Stored items
•••
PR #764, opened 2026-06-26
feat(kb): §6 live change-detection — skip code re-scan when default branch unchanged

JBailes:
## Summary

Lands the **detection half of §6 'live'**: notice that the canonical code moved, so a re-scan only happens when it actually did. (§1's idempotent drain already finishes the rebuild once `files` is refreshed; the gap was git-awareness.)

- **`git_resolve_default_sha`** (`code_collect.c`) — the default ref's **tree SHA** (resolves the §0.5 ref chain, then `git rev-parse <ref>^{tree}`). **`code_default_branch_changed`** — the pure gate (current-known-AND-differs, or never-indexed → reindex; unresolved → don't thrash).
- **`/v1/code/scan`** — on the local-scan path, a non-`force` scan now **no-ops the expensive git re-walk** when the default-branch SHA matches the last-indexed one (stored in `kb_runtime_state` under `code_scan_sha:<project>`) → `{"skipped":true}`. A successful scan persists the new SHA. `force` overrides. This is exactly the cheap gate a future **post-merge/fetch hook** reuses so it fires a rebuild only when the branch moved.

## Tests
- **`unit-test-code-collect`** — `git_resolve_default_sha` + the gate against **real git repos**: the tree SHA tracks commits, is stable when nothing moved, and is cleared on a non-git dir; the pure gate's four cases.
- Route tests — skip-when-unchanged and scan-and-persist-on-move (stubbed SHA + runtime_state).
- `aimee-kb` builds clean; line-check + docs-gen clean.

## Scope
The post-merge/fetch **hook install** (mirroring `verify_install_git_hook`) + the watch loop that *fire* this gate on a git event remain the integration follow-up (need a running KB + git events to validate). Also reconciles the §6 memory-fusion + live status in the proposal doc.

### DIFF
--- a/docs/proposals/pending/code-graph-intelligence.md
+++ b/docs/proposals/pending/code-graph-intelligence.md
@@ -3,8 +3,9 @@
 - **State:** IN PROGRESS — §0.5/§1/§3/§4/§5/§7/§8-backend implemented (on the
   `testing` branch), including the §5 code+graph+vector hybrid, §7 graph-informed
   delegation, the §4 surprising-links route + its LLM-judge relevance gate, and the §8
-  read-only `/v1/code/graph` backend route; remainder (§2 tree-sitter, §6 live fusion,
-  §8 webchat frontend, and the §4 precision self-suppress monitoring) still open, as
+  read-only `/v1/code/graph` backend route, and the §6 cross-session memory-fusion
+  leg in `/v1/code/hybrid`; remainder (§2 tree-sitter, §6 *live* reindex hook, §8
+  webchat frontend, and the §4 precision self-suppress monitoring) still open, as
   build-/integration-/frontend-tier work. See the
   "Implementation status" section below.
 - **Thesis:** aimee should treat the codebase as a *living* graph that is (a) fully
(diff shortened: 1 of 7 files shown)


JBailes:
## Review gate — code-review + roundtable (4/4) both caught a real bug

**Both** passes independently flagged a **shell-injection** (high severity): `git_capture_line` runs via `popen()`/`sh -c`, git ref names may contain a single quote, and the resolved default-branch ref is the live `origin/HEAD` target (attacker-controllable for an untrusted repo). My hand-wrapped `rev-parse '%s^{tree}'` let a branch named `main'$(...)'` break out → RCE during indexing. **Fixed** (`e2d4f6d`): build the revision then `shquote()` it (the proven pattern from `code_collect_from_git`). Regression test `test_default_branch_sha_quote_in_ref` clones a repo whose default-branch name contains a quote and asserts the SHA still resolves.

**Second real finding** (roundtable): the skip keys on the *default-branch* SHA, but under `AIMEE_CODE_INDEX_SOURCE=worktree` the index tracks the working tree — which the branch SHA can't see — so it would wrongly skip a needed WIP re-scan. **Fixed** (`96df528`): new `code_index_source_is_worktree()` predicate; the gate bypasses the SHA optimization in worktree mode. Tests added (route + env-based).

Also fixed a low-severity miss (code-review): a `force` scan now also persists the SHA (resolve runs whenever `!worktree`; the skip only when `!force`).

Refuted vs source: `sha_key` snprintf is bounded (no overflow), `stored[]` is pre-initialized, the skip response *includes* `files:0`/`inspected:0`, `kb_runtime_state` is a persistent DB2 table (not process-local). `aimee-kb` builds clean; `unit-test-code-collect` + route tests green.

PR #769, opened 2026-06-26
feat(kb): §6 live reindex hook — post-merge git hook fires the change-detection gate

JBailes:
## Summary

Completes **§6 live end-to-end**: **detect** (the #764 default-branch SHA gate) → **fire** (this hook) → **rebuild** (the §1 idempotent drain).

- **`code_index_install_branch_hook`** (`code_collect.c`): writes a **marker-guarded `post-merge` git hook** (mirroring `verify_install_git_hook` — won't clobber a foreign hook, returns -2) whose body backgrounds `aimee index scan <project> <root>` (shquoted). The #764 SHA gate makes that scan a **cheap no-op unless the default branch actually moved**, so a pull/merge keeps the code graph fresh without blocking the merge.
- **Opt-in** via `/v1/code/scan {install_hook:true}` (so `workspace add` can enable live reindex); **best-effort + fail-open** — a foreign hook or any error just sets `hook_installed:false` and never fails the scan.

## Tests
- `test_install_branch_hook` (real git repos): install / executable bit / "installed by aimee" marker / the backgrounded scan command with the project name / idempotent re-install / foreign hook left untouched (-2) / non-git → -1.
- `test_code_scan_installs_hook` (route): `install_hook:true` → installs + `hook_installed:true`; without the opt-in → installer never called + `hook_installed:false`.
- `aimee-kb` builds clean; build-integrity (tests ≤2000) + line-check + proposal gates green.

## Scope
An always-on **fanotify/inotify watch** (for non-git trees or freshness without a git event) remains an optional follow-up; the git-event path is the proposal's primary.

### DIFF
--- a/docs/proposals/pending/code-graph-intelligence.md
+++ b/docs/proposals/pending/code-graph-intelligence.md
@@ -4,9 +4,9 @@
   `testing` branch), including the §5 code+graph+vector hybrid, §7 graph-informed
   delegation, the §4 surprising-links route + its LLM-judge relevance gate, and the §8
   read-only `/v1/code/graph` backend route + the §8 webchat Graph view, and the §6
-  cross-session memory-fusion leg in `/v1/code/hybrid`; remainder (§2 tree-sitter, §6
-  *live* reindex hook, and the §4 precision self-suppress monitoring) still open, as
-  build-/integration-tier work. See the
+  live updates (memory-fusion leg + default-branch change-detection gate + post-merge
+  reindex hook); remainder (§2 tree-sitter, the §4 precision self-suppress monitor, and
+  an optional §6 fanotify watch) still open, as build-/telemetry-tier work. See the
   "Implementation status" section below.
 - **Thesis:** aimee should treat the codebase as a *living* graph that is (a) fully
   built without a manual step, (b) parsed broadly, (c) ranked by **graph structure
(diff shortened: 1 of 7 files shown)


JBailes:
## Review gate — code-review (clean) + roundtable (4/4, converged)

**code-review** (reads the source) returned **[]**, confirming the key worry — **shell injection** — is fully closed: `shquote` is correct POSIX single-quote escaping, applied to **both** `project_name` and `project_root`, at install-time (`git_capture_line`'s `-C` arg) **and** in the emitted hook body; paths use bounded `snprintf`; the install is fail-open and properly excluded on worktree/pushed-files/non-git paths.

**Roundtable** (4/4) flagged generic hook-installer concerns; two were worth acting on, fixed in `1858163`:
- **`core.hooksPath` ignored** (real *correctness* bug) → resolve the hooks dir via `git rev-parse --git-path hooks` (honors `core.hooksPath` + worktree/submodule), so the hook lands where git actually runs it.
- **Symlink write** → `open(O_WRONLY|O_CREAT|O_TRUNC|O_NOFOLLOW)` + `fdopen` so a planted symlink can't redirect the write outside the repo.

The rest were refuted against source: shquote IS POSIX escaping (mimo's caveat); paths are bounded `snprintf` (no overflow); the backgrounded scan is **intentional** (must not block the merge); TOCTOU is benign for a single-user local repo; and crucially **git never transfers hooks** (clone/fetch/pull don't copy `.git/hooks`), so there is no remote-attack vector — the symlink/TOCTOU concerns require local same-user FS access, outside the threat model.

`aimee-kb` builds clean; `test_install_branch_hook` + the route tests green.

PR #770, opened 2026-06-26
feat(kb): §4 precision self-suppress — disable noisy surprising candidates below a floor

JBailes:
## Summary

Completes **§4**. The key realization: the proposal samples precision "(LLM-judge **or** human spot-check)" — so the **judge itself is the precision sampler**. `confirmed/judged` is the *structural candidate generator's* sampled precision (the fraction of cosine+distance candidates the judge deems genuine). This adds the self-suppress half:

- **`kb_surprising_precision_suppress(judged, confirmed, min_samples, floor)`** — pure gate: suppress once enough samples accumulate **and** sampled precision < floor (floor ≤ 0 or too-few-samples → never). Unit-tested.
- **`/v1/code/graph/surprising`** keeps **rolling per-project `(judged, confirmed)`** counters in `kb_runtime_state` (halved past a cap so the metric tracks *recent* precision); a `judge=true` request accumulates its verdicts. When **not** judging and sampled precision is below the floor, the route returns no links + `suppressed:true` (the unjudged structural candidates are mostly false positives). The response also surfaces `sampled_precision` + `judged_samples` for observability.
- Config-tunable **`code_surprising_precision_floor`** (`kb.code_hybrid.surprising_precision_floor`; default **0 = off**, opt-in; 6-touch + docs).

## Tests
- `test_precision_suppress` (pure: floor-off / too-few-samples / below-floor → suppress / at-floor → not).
•••
The required answer is each line of the entries containing the string "webchat".

**COMPLETED EXERCISE:**
-  §8 webchat frontend, and the §4 precision self-suppress monitoring) still open, as
+  webchat frontend, and the §4 precision self-suppress monitoring) still open, as
   read-only `/v1/code/graph` backend route + the §8 webchat Graph view, and the §6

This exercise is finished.